Start of Record extracts

Issue #384, opened 2023-06-01
Breaking changes for 0.100.0 release


shawkins:
Just wanted to catalog some possible breaking changes for 0.100.0, which may be eventually moved into the readme.md

* remove deprecated getXXX methods, which should use buildXXX instead
* from #379 removal of methods that reference a concrete descendant type that remove/add/removeMatching from a collection or use with.  Instead a general method should be used - removeAllFromCollection(SuperType... value).  This will be a hard breaking change in that the methods will not have been previously deprecated, which may mean downstream projects may want to avoid this version change in a fix release.

shawkins:
@iocanel is there anywhere else you want this captured?

iocanel:
> @iocanel is there anywhere else you want this captured?
Don't have something to add.

shawkins:
Marking as resolved.  Added a changelog based upon this for https://github.com/fabric8io/kubernetes-client/pull/5308

PR #389, opened 2023-06-12
Add isEnumConstant and isSynthetic to the Property model

andreaTP:
@iocanel I need a little assistance here, as re-generating the model Builders and Fluent with `(cd model && make)` doesn't produce the expected result.

The intention here is to surface the information easily accessible using the reflection API, this change should enable a proper fix for:
https://github.com/fabric8io/kubernetes-client/issues/5228
https://github.com/fabric8io/kubernetes-client/issues/4225

### DIFF
--- a/adapters/reflect/src/main/java/io/sundr/reflect/ClassTo.java
+++ b/adapters/reflect/src/main/java/io/sundr/reflect/ClassTo.java
@@ -278,9 +278,12 @@ public class ClassTo {
             .filter(c -> !item.equals(c))
             .collect(Collectors.toList()));
       }
+
       properties.add(new PropertyBuilder()
           .withName(field.getName())
           .withModifiers(Modifiers.from(field.getModifiers()))
+          .isEnumConstant(field.isEnumConstant())
+          .isSynthetic(field.isSynthetic())
           .withAnnotations(annotationRefs)
           .withTypeRef(TYPEREF.apply(field.getGenericType()))
           .build());
--- a/adapters/reflect/src/main/java/io/sundr/reflect/ClassTo.java
+++ b/adapters/reflect/src/main/java/io/sundr/reflect/ClassTo.java
@@ -282,8 +282,8 @@ public class ClassTo {
       properties.add(new PropertyBuilder()
           .withName(field.getName())
           .withModifiers(Modifiers.from(field.getModifiers()))
-          .isEnumConstant(field.isEnumConstant())
-          .isSynthetic(field.isSynthetic())
+          .withEnumConstant(field.isEnumConstant())
+          .withSynthetic(field.isSynthetic())
           .withAnnotations(annotationRefs)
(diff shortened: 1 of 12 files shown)


adapters/reflect/src/main/java/io/sundr/reflect/ClassTo.java
```diff
@@ -278,9 +278,12 @@ private static Set<Property> getProperties(Class item, Set<Class> references) {
             .filter(c -> !item.equals(c))
             .collect(Collectors.toList()));
       }
+
       properties.add(new PropertyBuilder()
           .withName(field.getName())
           .withModifiers(Modifiers.from(field.getModifiers()))
+          .isEnumConstant(field.isEnumConstant())
+          .isSynthetic(field.isSynthetic())
```
iocanel, line 286:
```suggestion
          .withEnumConstant(field.isEnumConstant())
          .withSynthetic(field.isSynthetic())
```

model/base/src/main/java/io/sundr/model/Property.java
```diff
@@ -32,18 +32,23 @@ public class Property extends ModifierSupport implements Renderable, Commentable
   private final TypeRef typeRef;
   private final String name;
   private final List<String> comments;
+  private final boolean enumConstant;
+  private final boolean synthetic;
 
-  public Property(List<AnnotationRef> annotations, TypeRef typeRef, String name, List<String> comments, Modifiers modifiers,
```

End of Record extracts

Lines containing the string "comments" are the ones to copy from the entries above.

   private final List<String> comments;
-  public Property(List<AnnotationRef> annotations, TypeRef typeRef, String name, List<String> comments, Modifiers modifiers,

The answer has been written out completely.